| DATA FOR PROCESSING |
PR #1294, opened 2016-10-05
Fixes and improvements to admin dashboard

BryanEliDimas:
Changes requested by Kajal and Greg (plus the last one by Dante)
- Change default `order`ing by `id`!
- Allow changing the order `on click`
- Fix `course`s "card" styling on smaller than huge screens
- Fix the "ability to change `results per page`" feature. Weird bug: if there was a search query in the search form, and then you changed the results per page, all except letter characters got escaped essentially breaking the search form.

### DIFF
--- a/app/assets/javascripts/manager.js
+++ b/app/assets/javascripts/manager.js
@@ -70,9 +70,8 @@ $(document).ready(function() {
 
     var setPerPage = function(val){
       var paramsObj = locationSearchInJSON();
-      paramsObj.per_page = val;
-
-      window.location.search = $.param(paramsObj);
+      paramsObj.per_page = Number(val);
+      window.location.search = decodeURIComponent($.param(paramsObj));
     }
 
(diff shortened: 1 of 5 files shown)


Dantemss:
The controller explodes if SearchCourses returns an error, for example, when the search string is invalid, like: http://localhost:3001/admin/courses?query=%22invalid;string%22

Would be nice to return an error message instead (you can use flash[:error] or flash.alert).

BryanEliDimas:
@Dantemss It explodes meaning it returns 0 results?  
screen shot 2016-10-06 at 1 54 14 pm

BryanEliDimas:
@Dantemss I made the change you suggested, in the other PR I was working at the same time. https://github.com/openstax/tutor-server/pull/1291/commits/16176739ee0cba7f3e8148be70eb4fa83723bd54#diff-2e3655641532311d8e8cc6f66d9803ffR14

PR #2246, opened 2020-12-21
Added exercise editing terms placeholder for local testing and new installations

Dantemss:
`rake db:seed`


nathanstitt (approved):
thanks @Dantemss !

PR #2262, opened 2021-01-27
add a course code field in course_profiles table

camliu89:
Add a code field in the `course_profiles` table


db/schema.rb
```diff
@@ -1155,7 +1157,7 @@
     t.integer "completed_on_time_exercise_steps_count", default: 0, null: false
     t.integer "completed_on_time_steps_count", default: 0, null: false
     t.datetime "hidden_at"
-    t.uuid "uuid", default: -> { "gen_random_uuid()" }, null: false
+    t.uuid "uuid", default: -> { "public.gen_random_uuid()" }, null: false
     t.integer "content_ecosystem_id", null: false
```
nathanstitt, line 1161: @Dantemss do we want to record the changes that add the `public` to the functions?  maybe that's the new default for PG

Dantemss: I get the column order changes when I rerun migration but I don't get the public changes. Shouldn't matter either way, since public is implicit.

Maybe what we should do is have GH actions regenerate the schema or something? Wonder how hard that is to setup.

nathanstitt (commented):
@camliu89 we'll also to add the subject field to the admin form to allow admins to set it. the form's here: https://github.com/openstax/tutor-server/blob/main/app/views/admin/catalog_offerings/_edit_row.html.erb

the routine that updates the model will probably also need changed https://github.com/openstax/tutor-server/blob/main/app/subsystems/catalog/update_offering.rb

Dantemss (approved):

PR #2263, opened 2021-01-27
Fix cf import tests

jivey:
This updates the existing cassettes with the new url format — pages prefixed with book id, no redirects, etc. Also fixes a small bug with `archive_url_for` where if a full path like `https://openstax.org/apps/archive/20201222.172624/contents` was passed, it would add an extra `contents`: `https://openstax.org/apps/archive/20201222.172624/contents/contents`, and also made it friendly to top-level `/resources/` paths.

This branch includes the latest `main` (some unrelated specs were fixed there) + `cf-imports`, but I'm targeting `main` for now so the diff will be useful.


Dantemss (commented):
See my comment about the archive_url but otherwise looks good.

Dantemss:
Needs revisiting now that we have the mini book for specs

PR #2268, opened 2021-02-23
add offerings to bootstrap data

jivey:
We decided to include this in the bootstrap data as it's needed most of the time anyway.

### DIFF
--- a/app/controllers/api/v1/users_controller.rb
+++ b/app/controllers/api/v1/users_controller.rb
@@ -39,7 +39,7 @@ class Api::V1::UsersController < Api::V1::ApiController
                      tutor_api_url: api_root_url,
                      flash: flash.to_hash,
                      is_impersonating: session[:admin_user_id].present?,
-                     is_teacher: current_human_user.roles.any?(&:teacher?)
+                     is_teacher: current_human_user.can_create_courses?
                    }
     end
   end
--- a/app/controllers/api/v1/users_controller.rb
+++ b/app/controllers/api/v1/users_controller.rb
@@ -38,7 +38,8 @@ class Api::V1::UsersController < Api::V1::ApiController
                    user_options: {
                      tutor_api_url: api_root_url,
                      flash: flash.to_hash,
-                     is_impersonating: session[:admin_user_id].present?
+                     is_impersonating: session[:admin_user_id].present?,
+                     is_teacher: current_human_user.roles.any?(&:teacher?)
                    }
     end
   end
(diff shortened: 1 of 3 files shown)


app/representers/api/v1/bootstrap_data_representer.rb
```diff
@@ -104,5 +104,11 @@ class BootstrapDataRepresenter < ::Roar::Decorator
...
                writeable: false,
                getter: ->(user_options:, **) { CollectCourseInfo[user: self] }
+
+    collection :offerings,
+               extend: Api::V1::OfferingRepresenter,
+               readable: true,
+               writeable: false,
+               getter: ->(*) { Catalog::Models::Offering.without_deleted }
   end
 end
```
nathanstitt, line 114: while they're not really sensitive, we should only send the offerings to teachers. No read to send to students.  You can use `user_options` to the representer to indicate if they should be included.  https://github.com/openstax/tutor-server/blob/main/app/representers/api/v1/exercise_representer.rb#L37-L40 has an example

nathanstitt (approved):

nathanstitt:
looks good, but specs failed though :(

app/controllers/api/v1/users_controller.rb
```diff
@@ -38,7 +38,8 @@ def bootstrap
                    user_options: {
                      tutor_api_url: api_root_url,
                      flash: flash.to_hash,
-                     is_impersonating: session[:admin_user_id].present?
+                     is_impersonating: session[:admin_user_id].present?,
+                     is_teacher: current_human_user.roles.any?(&:teacher?)
```
Dantemss, line 42: This will be false before they create their first course, making the offerings not be returned. Will that work?

nathanstitt: good catch @Dantemss - yes we'll need the offerings to allow teachers to create their first course.

Josiah, I think you can use the same logic that the existing offering access policy uses:
https://github.com/openstax/tutor-server/blob/main/app/access_policies/offering_access_policy.rb#L5

nathanstitt (changes requested):

app/controllers/api/v1/users_controller.rb
jivey: Yes good call, fixed

nathanstitt (approved):
The homework_assistant spec's still flaky. we can merge and make a followup for that though

PR #2269, opened 2021-02-25
redirect to new url '/courses' instead of '/dashboard'

camliu89:


app/controllers/webview_controller.rb
```diff
@@ -10,7 +10,7 @@ def home
     if params[:cc] == "1"
       redirect_to 'http://cc.openstax.org'
     elsif current_user.is_signed_in?
-      redirect_to dashboard_path
```
camliu89, line 13: @nathanstitt @Dantemss where is `dashboard_path` defined? I can't find so hardcoded `/courses` here.

jivey: It's in `routes.rb` line 23, I haven't tested it but something like this might do what you want:
```
get :courses, as: :dashboard
```

camliu89: thanks @jivey!

nathanstitt:
@camliu89 can you update the homework_assitant spec to use the values that it expects here: https://github.com/openstax/tutor-server/pull/2269/checks?check_run_id=1983333200#step:6:710

lets see if that fixes the flakiness or if the values continue to change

| EXERCISE DETAILS |
A single number is required: how many lines in the material hold the word "will".

| SOLUTION |
3